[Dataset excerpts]

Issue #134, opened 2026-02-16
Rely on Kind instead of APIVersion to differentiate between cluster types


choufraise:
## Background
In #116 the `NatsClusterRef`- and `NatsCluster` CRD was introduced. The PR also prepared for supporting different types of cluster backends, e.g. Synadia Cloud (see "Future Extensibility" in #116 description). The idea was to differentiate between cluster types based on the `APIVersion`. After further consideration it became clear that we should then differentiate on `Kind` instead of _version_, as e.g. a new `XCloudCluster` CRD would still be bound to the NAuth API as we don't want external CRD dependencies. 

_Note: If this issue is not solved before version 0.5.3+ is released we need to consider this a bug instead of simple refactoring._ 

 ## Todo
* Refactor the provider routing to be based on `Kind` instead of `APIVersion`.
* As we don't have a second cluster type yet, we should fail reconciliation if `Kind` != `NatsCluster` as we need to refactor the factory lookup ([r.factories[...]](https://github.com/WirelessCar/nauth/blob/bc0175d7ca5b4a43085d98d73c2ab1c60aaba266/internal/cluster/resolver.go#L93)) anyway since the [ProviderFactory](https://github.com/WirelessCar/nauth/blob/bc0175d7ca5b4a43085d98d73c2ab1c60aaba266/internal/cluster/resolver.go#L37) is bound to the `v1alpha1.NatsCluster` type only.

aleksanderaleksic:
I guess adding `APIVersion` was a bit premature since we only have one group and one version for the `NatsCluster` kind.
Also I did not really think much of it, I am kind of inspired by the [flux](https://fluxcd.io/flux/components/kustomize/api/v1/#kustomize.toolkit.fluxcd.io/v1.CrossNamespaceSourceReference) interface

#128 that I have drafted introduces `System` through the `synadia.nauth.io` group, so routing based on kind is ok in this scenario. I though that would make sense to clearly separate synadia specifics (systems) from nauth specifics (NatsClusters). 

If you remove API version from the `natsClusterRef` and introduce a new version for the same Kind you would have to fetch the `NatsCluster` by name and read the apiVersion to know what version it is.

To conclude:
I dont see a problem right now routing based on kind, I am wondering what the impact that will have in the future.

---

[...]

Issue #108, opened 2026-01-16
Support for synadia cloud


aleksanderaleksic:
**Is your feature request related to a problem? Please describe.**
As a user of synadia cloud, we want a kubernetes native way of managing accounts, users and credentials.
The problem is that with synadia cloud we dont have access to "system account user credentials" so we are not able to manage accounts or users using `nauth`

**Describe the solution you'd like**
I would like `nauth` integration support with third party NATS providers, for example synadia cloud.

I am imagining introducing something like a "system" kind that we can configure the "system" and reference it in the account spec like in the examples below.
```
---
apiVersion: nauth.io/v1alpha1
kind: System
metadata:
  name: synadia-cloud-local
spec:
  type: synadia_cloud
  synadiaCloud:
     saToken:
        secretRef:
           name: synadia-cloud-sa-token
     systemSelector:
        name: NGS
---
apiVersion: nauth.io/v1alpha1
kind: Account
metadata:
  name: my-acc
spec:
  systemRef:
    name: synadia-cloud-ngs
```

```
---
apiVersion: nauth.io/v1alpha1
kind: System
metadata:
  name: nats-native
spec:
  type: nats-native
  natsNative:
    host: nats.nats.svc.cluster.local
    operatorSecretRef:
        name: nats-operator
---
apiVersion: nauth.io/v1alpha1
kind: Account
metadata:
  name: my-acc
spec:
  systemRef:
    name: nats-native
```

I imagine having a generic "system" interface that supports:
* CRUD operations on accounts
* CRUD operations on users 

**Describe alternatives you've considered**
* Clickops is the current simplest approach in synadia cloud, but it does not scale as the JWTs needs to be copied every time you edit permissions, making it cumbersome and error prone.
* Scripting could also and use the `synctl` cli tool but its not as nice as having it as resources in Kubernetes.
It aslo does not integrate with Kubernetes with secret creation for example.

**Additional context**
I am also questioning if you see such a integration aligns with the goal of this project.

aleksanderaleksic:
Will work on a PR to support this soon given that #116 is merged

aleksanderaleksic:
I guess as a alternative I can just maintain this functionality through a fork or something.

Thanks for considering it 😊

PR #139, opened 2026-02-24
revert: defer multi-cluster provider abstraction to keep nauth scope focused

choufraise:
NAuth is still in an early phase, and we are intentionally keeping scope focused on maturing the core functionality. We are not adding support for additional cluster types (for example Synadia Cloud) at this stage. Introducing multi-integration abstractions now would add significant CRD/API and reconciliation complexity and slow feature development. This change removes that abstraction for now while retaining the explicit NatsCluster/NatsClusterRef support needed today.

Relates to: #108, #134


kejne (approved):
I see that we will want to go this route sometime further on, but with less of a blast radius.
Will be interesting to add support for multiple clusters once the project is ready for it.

● EXERCISE AIM
Please print exactly what appears from the first line of the data through the line with "## Background", including both of those lines and nothing past them.

● ANSWER TO THE PROBLEM
Issue #134, opened 2026-02-16
Rely on Kind instead of APIVersion to differentiate between cluster types


choufraise:
## Background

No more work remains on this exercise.